# Tired of Contributing to this section



## TheKingsFish (Jan 8, 2011)

Two strangers came 
From a faraway town
And traveled the strange city round.
To the pet shops they went
And money spent
When to the Seahorse they came down.
The first they saw was the lovely blue crown.

She and her sisters had also traveled
And arrived mere hours before:
Still trapped with her sisters
In a single bag
When the travelers came through the door.
About the store they wandered,
The merchant's wares they pondered
Before stopping dead in their corner of the store;
So many pink sisters never seen before.

The pink sisters caught the Poet's eye
And she greeted them with a sigh,
But the Bard felt her heart sag
When she eyed the crowded bag.
The girls were released and tumbled down,
And that is when they saw the blue crown.

About the tank she swam
While the travelers admired her span.
After they observed she was the first they chose,
Then a purple sister
And another rose.
Hours again they journeyed
Though they had just arrived.
That night the travelers hurried,
Not knowing that one would die.

The first day went well
All seemed to love their sphere
But on the second day
The lovely blue crown
Gave the travelers cause for fear.
They acted quickly
With potions to ease her strife
But on the third morning
The blue crown lost her life.

Each time females arrive,
It strikes faster,
Gets worse.
Perhaps when they go to the river this time
The travelers can end the female curse.


----------



## Abby (Jan 13, 2011)

:'( That is beautiful


----------



## Bettaluver4evr (Jan 21, 2011)

Wow, that's brilliant and sad and really amazing!

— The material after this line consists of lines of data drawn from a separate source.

PR #300, opened 2021-03-04
Fixed race condition when removing listeners.

alexames:
Fixed a crash that can occur as a result of a race condition when
rapidly removing and deleting a listener.

When a listener is added or removed, it doesn't get added or removed
immediately. Instead, a transaction is scheduled to run at some point in
the future. If the developer adds and removes a listener in quick
succession and then deletes it, those scheduled callbacks might not run
until after the listener has already been deleted, resulting in calling
a member function of a now garbage pointer and crashing.

The solution is to immediately mark a listener as having been removed
from the main thread (as well as scheduling it to be removed from the
background thread, as it was already doing). Any new event that come in
on a listener that has been marked removed will be ignored. The
developer is free to delete their Listener after that point without fear
that an event fire from the background thread after it has been deleted.

### DIFF
--- a/release_build_files/readme.md
+++ b/release_build_files/readme.md
@@ -576,6 +576,9 @@ code.
     -   General (iOS): iOS SDKs are now built using Xcode 12.
     -   General (iOS): iOS SDKs are now providing XCFrameworks instead of 
         Frameworks.
+    -   Database: Fixed a potential crash that can occur as a result of a race
+        condidtion when adding, removing and deleting `ValueListener`s or
+        `ChildListener`s rapidly.
 
 ### 7.1.1
 -   Changes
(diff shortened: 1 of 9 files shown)


release_build_files/readme.md
```diff
@@ -576,6 +576,10 @@ code.
     -   General (Android): Use non-conflicting file names for embedded resources
         in Android builds. This fixes segfault crashes on old Android devices
         (Android 5 and below).
+    -   Database: Fixed a potential crash that can occur as a result of a race
```
DellaBitta, line 579: I beleive that 7.1.1 is already out with different release notes. Should this be in the next releasE?

DellaBitta (changes requested):

DellaBitta (approved):

PR #63, opened 2025-09-01
bugfix: ensure xllm ops in the third party directory rebuilds when updated.

LMX-xin:


CMakeLists.txt
```diff
@@ -24,10 +24,19 @@ if(USE_NPU)
 
   option(PRECOMPILE_XLLM_OPS "Precompile xllm ops before main build" ON)
```
liutongxuan: it seems we don't need the PRECOMPILE_XLLM_OPS. just remove it.

LMX-xin: okk

LMX-xin: > it seems we don't need the PRECOMPILE_XLLM_OPS. just remove it.

PRECOMPILE_XLLM_OPS has been deleted ,and the USE_A2 macro has been used instead.

yq33victor (approved):

PR #72, opened 2025-09-02
feat: support multi-priority and on/offline for ChunkedPrefill.

weizhehuang0827:
- support multi-priority and on/offline for ChunkedPrefill.
- fix expand_sequence.
- refactor some in scheduler.


yq33victor (approved):
LGTM

xllm/core/scheduler/chunked_prefill_scheduler_test.cpp
```diff
@@ -129,6 +131,51 @@ std::vector<std::shared_ptr<Request>> generate_request(
   return requests;
 }
 
+std::vector<std::shared_ptr<Request>> generate_priority_request(
+    const std::vector<int32_t>& prompt_lens,
+    const std::vector<int32_t>& max_tokens,
+    const std::vector<int32_t>& offlines,
```
XuZhang99: it should be `const std::vector<bool>& offlines`

liutongxuan (approved):

PR #93, opened 2025-09-04
feat: support image url input for VLM.

wly-115:
feat: support image url input for VLM.

### DIFF
--- a/xllm/core/framework/request/mm_input_helper.cpp
+++ b/xllm/core/framework/request/mm_input_helper.cpp
@@ -15,6 +15,11 @@ limitations under the License.
 
 #include "mm_input_helper.h"
 
+#include <brpc/channel.h>
+#include <brpc/controller.h>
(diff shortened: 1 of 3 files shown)


xllm/core/framework/request/mm_input_helper.cpp
```diff
@@ -41,6 +45,73 @@ class OpenCVImageDecoder {
...
+    const butil::IOBuf& io = cntl_->response_attachment();
+    data = io.to_string();
+    return true;
+  }
+
+  bool fetch_data(const std::string& url, std::string& data) {
+    // parse url
+    std::string host = parse_url(url);
+    // create connection
+    if (channels_.find(host) == channels_.end()) {
```
yq33victor: Do we need to hold all history connections ? Connections will consume local port and other resources. Maybe in the case of multiple different URL hosts, a large number of connections may be generated, consuming a large amount of local resources.

PR #105, opened 2025-09-08
refactor: refine gflags optimal value.

XuZhang99:


xllm/core/common/global_flags.cpp
```diff
@@ -87,69 +103,78 @@ DEFINE_double(max_memory_utilization,
...
-            true,
-            "Whether to enable schedule overlap.");
-
-DEFINE_double(prefill_scheduling_memory_usage_threshold,
-              0.95,
-              "The memory usage threshold during prefill scheduling.");
+DEFINE_string(
+    communication_backend,
+    "lccl",
+    "NPU communication backend.(e.g. lccl, hccl). When enable dp, use hccl.");
```
yq33victor, line 147: hccl only be used in dp ?

xllm/core/util/hash_util.h
```diff
@@ -63,10 +61,4 @@ struct FixedStringKeyEqual {
   }
 };
 
-void print_hex_array(uint8_t* array);
```
yq33victor, line 66: no need to move function `print_hex_array` to util.h, it  needs to use variable `MURMUR_HASH3_VALUE_LEN` here.

Actually, this function is not called and can be deleted.

xllm/core/common/global_flags.cpp
XuZhang99: when enable dp, hccl is better than lccl. on the contrary, using lccl is better.

xllm/core/util/hash_util.h
XuZhang99: this func is only used to debug for prefix cache and can be removed.

yq33victor (dismissed):
LGTM

xllm/core/common/global_flags.cpp
```diff
@@ -87,69 +103,78 @@ DEFINE_double(max_memory_utilization,
               "The fraction of GPU memory to be used for model inference, "
               "including model weights and kv cache.");
 
-DEFINE_int32(max_tokens_per_batch,
-             std::numeric_limits<int32_t>::max(),
-             "Max number of tokens per batch.");
+// --- scheduler config ---
+
+DEFINE_int32(max_tokens_per_batch, 20000, "Max number of tokens per batch.");
```
JimHsiung: Perhaps it would be better to set the default value to a power of 2.

xllm/core/common/global_flags.cpp
```diff
@@ -87,69 +103,78 @@ DEFINE_double(max_memory_utilization,
...
-DEFINE_int32(num_handling_threads, 4, "Number of handling threads.");
+DEFINE_bool(use_zero_evict,
+            false,
+            "Use ZeroEvictionScheduler but ContinuousScheduler.");
 
-DEFINE_int32(num_response_handling_threads,
-             4,
-             "Number of response handling threads.");
+DEFINE_int32(max_decode_token_per_sequence,
+             200,
```
JimHsiung: Same as above.

xllm/core/common/global_flags.cpp
```diff
@@ -15,26 +15,26 @@ limitations under the License.
...
 #include "brpc/reloadable_flags.h"
 
+// NOTE: related flags should be placed together.
+
 // --- xllm service config ---
 
 DEFINE_string(host, "", "Host name for brpc server.");
 
-DEFINE_int32(port, 8080, "Port for brpc server.");
+DEFINE_int32(port, 18000, "Port for brpc server.");
```
JimHsiung: It would be more appropriate to change the default port to 8010 to align with the online configuration.

xllm/core/common/global_flags.cpp
XuZhang99: max_tokens_per_batch is changed to 20480.

xllm/core/common/global_flags.cpp
XuZhang99: max_decode_token_per_sequence is changed to 256.

xllm/core/common/global_flags.cpp
XuZhang99: port is changed to 8010.

yq33victor (approved):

Wonderful talent.


----------



## TheKingsFish (Jan 8, 2011)

At this rate I think I might start compiling a book of Betta Elegies (though this one is more like a ballad).


----------



## Bettaluver4evr (Jan 21, 2011)

You should, I'd buy it! LOL.


----------



## Lupin (Aug 2, 2006)

Well, it shows your sheer poetic talent.


----------



## TheKingsFish (Jan 8, 2011)

*shrugs* I don't know if I would call it talent. I put the words to paper (or screen, as the case may be) when they come to me. Perhaps a book of poems lamenting deceased bettas is a little morbid though?


----------



## baylee767 (Nov 5, 2010)

I think it would be a wonderful tribute.

And I'm sorry about your Bettas )=


----------



## TheKingsFish (Jan 8, 2011)

Thanks.


----------